The bottom line in real world terms is that the GF4MX card you mention above has a higher maximum potential throughput than the comparable Radeon, but it's wildly inconsistent and spotty in terms of performance. Due to the mixing of rendering chipsets, the image quality suffers as well, especially in 2D windows applications. NVidia really dropped the ball with the release of the GeForce 4 MX line, and they are pretty much universally panned in the gaming enthusiast market.

ATi's Radeon line, on the other hand, is remarkably consistent, and thanks to ATi stepping up their driver support with the Catalyst drivers (you should go download the latest Catalyst drivers right away), they have great D3D support, pretty good OpenGL support, and crisp 2D image quality.

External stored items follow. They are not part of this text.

PR #611, opened 2026-09-10
fix(cr): [HIMMEL-2909] ledger amend inherits the finding's branch; refuses an empty branch

yotamleo:
## Item 1 — amend inherits the branch (shipped)

`scripts/cr/ledger-append.sh amend` wrote `branch:""` whenever `--branch` was
omitted (default), because the manual `/pr-check` amend shape in
`.claude/commands/pr-check.md` never passes it (finding rows always carry
theirs). A branch-scoped read then sees the finding but not its
disposition — the console misread #608/#609 exactly this way tonight.

**Fix:** `amend` now inherits the target finding row's branch when
`--branch` is absent (`--set` never touches `branch`, so the row's original
value is always authoritative); falls back to `git branch --show-current`
only when the row itself carries none; refuses loudly (rc=3) rather than
ever write `""` again. An explicit `--branch` is never overridden.

**RED/GREEN** (`scripts/cr/test-ledger-append.sh`):
- amend without `--branch` against a seeded finding row → the amend row's
  branch equals the finding's
- explicit `--branch` still wins (control)
- target has no branch + detached HEAD (no fallback) → refuses with a
  HIMMEL-2909-tagged error
- ticket-exact fixture: no matching row + detached HEAD → still refuses
  (pre-existing "nothing amended" refusal, verified to still hold)

**Evidence:** `test-ledger-append.sh` GREEN plus every impacted suite
(`git grep -l ledger-append -- 'scripts/**/test-*.sh'`): `test-clear-cr-marker`,
`test-codex-adv-harvest`, `test-cr-scores`, `test-critic-panel-instrumentation`,
`test-critic-panel-triviality`, `test-critic-panel`, `test-finding-reraise`,
`test-handover-bridge`, `test-pr-check-context`, `test-pr-check-rounds`,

The top of the line Radeon cards kick the crap out of the top of the line NVidia offerings right now too, but you aren't working with the high end, so I won't delve into that here.

I have two computers here, one with a GeForce card and one with a Radeon card, and there is a distinctly visible difference in image sharpness in 2D. I can't fairly compare them in 3D, however, since I have the latest generation of Radeon, and my GeForce card is old, but you get the idea.

Honestly, for the money you spent, I think the Radeon was probably the way to go. In terms of bang-for-the-buck ratio though, the best option would either be the GeForce4 Ti 4200 (not the card you mention above, the one I mention here is from the titanium line) for about $100ish or the Radeon 9500 Pro for about $170... either one of those would have the best turnover in terms of performance vs. price.

Of course, I gather you didn't even want to spend that on a video card, but I figure I should throw it out there in case anyone else was looking for a video card and didn't want to break the bank.

∴ M. Bean | 21-Apr-2003 7:28pm est | #1856

M. Bean wrote:

I would also like to note that if you want to make a strong increase in gaming performance, aside from upgrading the CPU/Mobo, you might want to boost the amount of RAM in your machine to 512 MB or more. That will make a noticeable difference in just about everything, and RAM is also really freakin' cheap nowadays.

Of course, if your mobo doesn't support DDR RAM you won't get as much of a performance increase, but increasing your RAM will still help regardless.